So welcome, Mark and friends, to the future of the West. Secularization is as real as anthropogenic climate change, and it is rolling across the Atlantic like a tsunami. This place is not best understood as an outpost against it, but a witness within it; not only can we not import America's religiosity to Europe, Europe’s secularism looks to be the shape of things to come for all of us. 

Christendom is over in some places, and on its deathbed in others. And to be brutally frank, our ecclesial responses to that change so far may, with honorable exceptions, rival those of American policy-makers to global warming. Denial always seems like a great planning tool until it is too late. Yet despite the beauty of these stones and the powerful witness of which they and their inhabitants will yet prove capable by the grace of God, there is a sense we are actually living among the ruins now.

Let me quickly say that this is not all bad news. Christendom - that easy assumption that the external trappings and some other elements of Christian faith were part and parcel of the life of the West - is over. But the Jesus Movement is not over, the Way of Love is not over - and even the Church is far from done. 

The Gospel today centers on a fundamental part of Christian identity that has been strangely neglected. “Go,” Jesus says. “Go away,” even. There is something essential to being Church about itinerancy. Christians are pilgrims, not colonists. “Here," the Letter to the Hebrews says, "we have no lasting city, for we seek the city that is to come.” If Christendom is dead, then pilgrimage, itinerancy, is what we have now - and of course what Episcopal Churches in Europe have always had. 

For the Christian there must be a hint of excitement in itinerancy, of promise, of a memory often left to languish but which may now come flooding back, to tell us these are not times of despair but times of hope. But this is our core identity, Jesus reminds us: "The harvest is plentiful, but the laborers are few; therefore ask the Lord of the harvest to send out laborers into his harvest. Go on your way.”

We as Episcopalians are proud of our tradition of inclusion and witness to justice; but we sometimes have a way of making these things about ourselves. What if the most “inclusive” words in the Gospel were actually not “come in”, which assumes our privilege is to be shared, or "The Episcopal Church Welcomes You," but, as Jesus has a way of saying, “go,” or even “go away,” as he says to these curious and ill-equipped disciples as we heard in our Gospel today - which, like most translations, tries to soften the literal meaning of the command, which really is “go away.” “Go away,” as the risen Christ says in the same words to the awestruck and only slightly better equipped apostles at the end of Matthew’s Gospel, leading to that pilgrimage that becomes Church; “go away” and make disciples of all nations. That is what inclusion looks like; not the invitation into our tiring organizations for their sake, but the recognition that it is God who has already included us all in Christ, who calls us to look out rather than in, and thus sends us. “Go away.”

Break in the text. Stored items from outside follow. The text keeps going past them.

PR #13752, opened 2024-01-31
auth: lua records, pickchashed function

chbruyand:
### Short description
Adds the `pickchashed()` function for lua records.

This function works almost like :func:`pickwhashed` while bringing the following properties:
- reordering the list of entries won't affect the distribution
- updating the weight of an entry will only affect a part of the distribution
- because of the previous properties, the CPU and memory cost is a bit higher than :func:`pickwhashed`

### Checklist

I have:
- [ ] compiled this code
- [ ] tested this code
- [ ] documented the code


pdns/lua-record.cc
```diff
@@ -616,6 +618,104 @@ typedef struct AuthLuaRecordContext
...
+    }
+    std::sort(locked->begin(), locked->end());
+  }
+};
+
+static std::map<
+  std::tuple<int, std::string, std::string>, // zoneid qname entry
+  std::shared_ptr<EntryHashesHolder> // entry w/ corresponding hashes
+  >
+s_zone_hashes;
```
Habbie, line 655: I guess we need some cleanup for this?

Habbie (commented):
Did a first short review. Concept makes sense. I posted a comment - I fear the cache may grow without bounds if people keep adding/removing records that call this function.

Did you test in practice that adding/removing items does not make every client move? A test for that would be cool but I see how it's a bunch of work.

chbruyand:
> Did a first short review. Concept makes sense. I posted a comment - I fear the cache may grow without bounds if people keep adding/removing records that call this function (unless I missed something).

Yes, that's a potential issue. It's kind of the same design than with the `if*up` tool. Computing the hashes is quiet expensive. We could have a time field updated each time an entry is used and have a maintenance utility cleaning old stuff. Question would be how old ?

> Did you test in practice that adding/removing items does not make every client move? A test for that would be cool but I see how it's a bunch of work.

Hashes are pre computed and hashed based on `"{entry name}-{weight}"` such as increasing or decreasing the weight will only add or remove entries, but `"{entry name}-1", "{entry name}-2` result hashes won't change.

Habbie:
> Question would be how old ?

Configurable, defaulting to 24 hours?

chbruyand:
Recursor test failure is unrelated to this PR

Habbie (approved):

Mark, this is the time for you and all of us to take up our belongings and ask where we may now be led. This is the ministry of a bishop in the Church in 2019 and beyond. This community of Churches has been practicing itinerancy for many decades, in ways that the rest of us need to regard not as a curious appendage for the Episcopal Church, nor a convenient extension of American life for the Episcopalian on the Grand Tour, but as something that speaks to the heart of Christian identity. The wonderfully different character of the Convocation, whose life has always been that of a pilgrim people, may therefore have a lesson built into its being for the rest of The Episcopal Church. Welcome to the future, America. At least we know the bread will be good. 

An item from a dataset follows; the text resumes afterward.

PR #1819, opened 2024-05-08
add virtualbox links for centos

evgeni:


Odilhao (approved):
Virtualbox :thinking:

A bishop, Mark, must now be one who clams her or his role as chief pilgrim and chief evangelist; one who hears the command to go, and leads the way. There are many stories in scripture, and part of the wisdom required for interpretation is knowing which ones are for the times. This is not a time for Solomonic edifices, but for Mosaic tabernacles, for tents rather than temples, a Church fit for a people of God whose most basic vocation may be to understand that they are on the move, and going somewhere with a purpose. And a bishop for these times will be less a Solomon putting stones one on the other, and more Moses or Miriam, rejoicing in God’s fiery cloudy pillar leading us, even singing and dancing before the people, into the promised future.

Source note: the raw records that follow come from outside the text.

PR #1820, opened 2024-05-14
Add a config example for centos9-stream katello devel

ianballou:
Since centos 8 stream is going EOL.

### DIFF
--- a/vagrant/boxes.d/99-local.yaml.example
+++ b/vagrant/boxes.d/99-local.yaml.example
@@ -1,7 +1,23 @@
 ---
-centos8-katello-devel:
+centos9-katello-devel:
   primary: true
-  box: centos8-stream
+  box: centos9-stream
+  ansible:
+    playbook: 'playbooks/katello_devel.yml'
+    group: 'devel'
+    variables:
+      ssh_forward_agent: true
+      foreman_devel_github_push_ssh: True
+      katello_devel_github_username: <REPLACE ME>
+      foreman_repositories_environment: staging
+      katello_repositories_environment: staging
+      foreman_installer_options:
+        - "--foreman-proxy-content-enable-ostree=true"
+        - "--katello-devel-modulestream-nodejs=18"
+
+almalinux8-katello-devel:
+  primary: true
+  box: almalinux8
   ansible:
     playbook: 'playbooks/katello_devel.yml'
     group: 'devel'
--- a/vagrant/boxes.d/99-local.yaml.example
+++ b/vagrant/boxes.d/99-local.yaml.example
@@ -11,6 +11,8 @@ centos9-katello-devel:
       katello_devel_github_username: <REPLACE ME>
       foreman_repositories_environment: staging
       katello_repositories_environment: staging
+      foreman_repositories_version: nightly
+      katello_repositories_version: nightly
       foreman_installer_options:
         - "--foreman-proxy-content-enable-ostree=true"
         - "--katello-devel-modulestream-nodejs=18"
@@ -31,27 +33,27 @@ almalinux8-katello-devel:
         - "--foreman-proxy-content-enable-ostree=true"
         - "--katello-devel-modulestream-nodejs=12"
 
-centos8-luna-demo:
-  box: centos8-stream
+almalinux8-luna-demo:
+  box: almalinux8
   memory: 10240
   ansible:
     playbook: playbooks/luna_demo_environment.yml
 
-centos8-hammer-devel:
-  box: centos8-stream
+almalinux8-hammer-devel:
+  box: almalinux8
   memory: 512
   ansible:
     playbook: 'playbooks/hammer_devel.yml'
     group: 'hammer-devel'
     variables: # defaults in roles/hammer_devel/defaults/main.yml
-      #hammer_devel_server: centos8-katello-devel.custom-domain.example.com
+      #hammer_devel_server: almalinux8-katello-devel.custom-domain.example.com
 
-centos8-proxy-devel:
-    box: centos8-stream
+almalinux8-proxy-devel:
+    box: almalinux8
     ansible:
       playbook: 'playbooks/foreman_proxy_content_dev.yml'
       group: 'foreman-proxy-content'
-      server: 'centos8-katello-devel'
+      server: 'almalinux8-katello-devel'
 
 centos7-katello-client:
   box: centos7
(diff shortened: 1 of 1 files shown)


ianballou:
@parthaa does this match with your strategy?

vagrant/boxes.d/99-local.yaml.example
```diff
@@ -1,4 +1,20 @@
...
+      ssh_forward_agent: true
+      foreman_devel_github_push_ssh: True
+      katello_devel_github_username: <REPLACE ME>
+      foreman_repositories_environment: staging
+      katello_repositories_environment: staging
+      foreman_installer_options:
+        - "--foreman-proxy-content-enable-ostree=true"
+        - "--katello-devel-modulestream-nodejs=18"
+
 centos8-katello-devel:
```
evgeni, line 18: I think we should delete this box, or move it to Alma8, as in the current state it won't work anymore.

ianballou: I moved it to Alma.

ekohl (commented):
I've asked @archanaserver to look at this as well. The file is filled with centos 8 references that are broken.

vagrant/boxes.d/99-local.yaml.example
```diff
@@ -1,7 +1,23 @@
...
+    group: 'devel'
+    variables:
+      ssh_forward_agent: true
+      foreman_devel_github_push_ssh: True
+      katello_devel_github_username: <REPLACE ME>
+      foreman_repositories_environment: staging
+      katello_repositories_environment: staging
+      foreman_installer_options:
+        - "--foreman-proxy-content-enable-ostree=true"
+        - "--katello-devel-modulestream-nodejs=18"
```
wbclark, line 16: Musing: we _could_ remove this with a merge of https://github.com/theforeman/puppet-katello_devel/pull/300 , which (among other fixes) makes NodeJS 18 the default, but I lean towards keeping it here anyway for the purpose of discoverability.

wbclark:
So far, it seems that I am the only person who has run into this issue, but just in case anyone else faces ssh authentication problems due to EL9 images not supporting RSA keypairs:

First, try forcing a re-download of the latest CentOS 9 Stream base image; if that fails for whatever reason, patching your Vagrant with the following commits will fix it:

- https://github.com/hashicorp/vagrant/commit/b40f6e5fdae1113518e9c92f96dfcd364b646ff9
- https://github.com/hashicorp/vagrant/commit/67562588c97fb6a29e017a36aaec3240e4ada85a
- https://github.com/hashicorp/vagrant/commit/cebfb7a63b0d7306bd65585cefbcb61730385f31
- https://github.com/hashicorp/vagrant/commit/380afe5fac713d4ad930c147940beb9237c18379
- https://github.com/hashicorp/vagrant/commit/e0dbbcc04ce626c851eeba122ca45c66bfbf1342
- https://github.com/hashicorp/vagrant/commit/c8fc8b3ad2054110ea1f06d678abf58a98ff887f

ianballou:
I added a commit that removes the rest of the centos8-stream references.

vagrant/boxes.d/99-local.yaml.example
```diff
@@ -15,50 +31,50 @@ centos8-katello-devel:
...
-centos8-katello-client:
-  box: centos8-stream
+almalinux8-katello-client:
+  box: almalinux8
   ansible:
     playbook: 'playbooks/katello_client.yml'
     group: 'client'
     variables:
-      katello_client_server: 'centos8-katello-devel'
+      katello_client_server: 'almalinux8-katello-devel'
```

So Mark - and in the words of a mutual friend, “with this I will sit down, because we gotta get you consecrated” – so Mark, welcome, and "go away." Go away, not because we are pessimistic, but because we are hopeful, not because we think God has abandoned us, but because we know God will lead us. And let the measure of your ministry Mark, and that of this Convocation be that, as Jesus said to the apostles when sending them out, more and more people across these lands will truly know that the kingdom of God has come near.

"The harvest is plentiful, but the laborers are few; therefore ask the Lord of the harvest to send out laborers into his harvest. Go on your way."

Andate via!

Geht hin!


Allez-y! Allons-y.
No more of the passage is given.